# Verzeichnis wie im Windows Explorer in einem JTree anzeigen



## Benji0815 (14. Jan 2010)

Ich hab mich gerade gefragt, ob es in Java wohl möglich ist eine Verzeichnisstruktur wie man sie im Windows Explorer hat in einem JTree darzustellen. Wichtig ist mir dabei das die Hierarchie im JTree zu erkennen ist. Also die Anzeige im JTree soll genauso aussehen wie wenn ich im Windows Explorer "Verzeichnis" als Wurzel habe. 

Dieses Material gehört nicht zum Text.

PR #4369, opened 2022-11-29
verify `CAPELLA_FORK_EPOCH == FAR_FUTURE_EPOCH` for supported networks

tersec:
Also clean up some unused string constants and update some spec references.

No runtime changes.

### DIFF
--- a/beacon_chain/networking/network_metadata.nim
+++ b/beacon_chain/networking/network_metadata.nim
@@ -209,6 +209,7 @@ elif const_preset == "mainnet":
     for network in [
         mainnetMetadata, praterMetadata, ropstenMetadata, sepoliaMetadata]:
       checkForkConsistency(network.cfg)
+      doAssert network.cfg.CAPELLA_FORK_EPOCH == FAR_FUTURE_EPOCH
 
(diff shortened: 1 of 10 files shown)


beacon_chain/networking/network_metadata.nim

Man sieht also im JTree "Verzeichnis". Eine Ebene Tiefer befinden sich Unterverzeichnis1 und Unterverzeichnis2. Unterhalb von Unterverzeichnis1 befinden sich Datei1inUnterverzeichnis1.doc und Datei2inUnterverzeichnis1.pdf. Unterhalb von Unterverzeichnis2 befindet sich Datei1inUnterverzeichnis2.html.

>Verzeichnis

>>Unterverzeichnis1

>>>Datei1inUnterverzeichnis1.doc
>>>Datei2inUnterverzeichnis1.pdf

>>Unterverzeichnis2

>>>Datei1inUnterverzeichnis2.html


Ich möchte also ein Verzeichnis auf meinem Rechner in dem JTree anzeigen, wie in der Baumstruktur im Windows Explorer.


----------



## Ebenius (14. Jan 2010)

Natürlich ist das möglich. Ein JTree kann jeden Verzeichnisbaum abbilden. Es empfiehlt sich dabei, ein TreeModel selbst zu implementieren und aus einer FileSystemView zu befüttern.

Vielleicht hilft auch das Sun Java™ Tutorial: How to Use Trees weiter.

Ebenius


----------



## Benji0815 (14. Jan 2010)

Ich habe nochmal eine Frage und würde mich freuen, wenn mir jemand darauf antworten kann.

Ist es auch möglich bestimmte Dateitypen in dem JTree nicht anzuzeigen.

Z.B. es sollen alle Verzeichnisse angezeigt werden und alle html Dokumente, aber z.B. keine Pdfs, Bilder usw.


----------



## Ebenius (14. Jan 2010)

Rate mal! 

[SIZE="-2"]:reflect: Wieso soll das denn nicht möglich sein?[/SIZE]

Ebenius


----------



## Benji0815 (20. Jan 2010)

So hab nochmal ne blöde Frage:

Ich möchte in einem JTree wie schon beschrieben, die Daten aus einem Verzeichnis hierarchisch anzeigen lassen, wie in der Baumstruktur beim Windows Explorer.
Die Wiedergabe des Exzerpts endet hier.